____ Source information

PR #200, opened 2020-11-16
[WIP] Add profile guided optimization to wheels

mtreinish:
This commit adds scripts to build profile data for profile guided
optimization to the retworkx repo and then updates the release jobs to
use the script and the subsequently generated profile data into the
release binaries in the built wheels. The scripts are based on the
official rust docs for using PGO. [1]

The profile data is built using qiskit-terra's unit tests, a dedicated
100 x 20 quantum volume transpile run, transpiling a randomized
benchmarking experiment, and running qiskit-aqua's abelian grouper.

[1] https://doc.rust-lang.org/rustc/profile-guided-optimization.html


mtreinish:
Before we go to merge this we should need to test that the cibuildwheel jobs work with PGO enabled. The other thing missing here is benchmarking to see if this is worth the effort or not. In local testing I haven't really seen any performance impact when running a QV transpile (the only thing I've tested so far). We'll need to do some real benchmarking to determine what the tradeoffs are with PGO and whether it's worth it.

mtreinish:
In local testing, I'm not really seeing any improvement for binaries built with PGO. I'm not sure if this is going to be worth the extra effort. I'll keep playing with this eventually to see if it's just an instance of not having enough (or good enough) profile data or something else that can be tuned.

mtreinish:
I've been doing some testing and when building with PGO enabled it's about 2-5% faster than without PGO enabled. For release builds I think the one time cost in extra build time and complexity are worth it, even if the gains are modest. I'm gonna leave this as WIP because I need to push a DNM commit to the branch to run cibuildwheel and verify that the PGO builds work in the release jobs.

mtreinish:
I'm going to close this, I've only been able to get it to build on macOS (using the clang tools), the complexity of the build and ensuring all the llvm tools are present and working is more effort than this is worth right now. I might reopen it in the future, but for a small 2-5% performance increase it doesn't seem worth the effort if it's only on a handful of release binaries.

________

Activity :: In the data, how many lines hold the word "qiskit"? State that number alone.

Exercise answer :: 2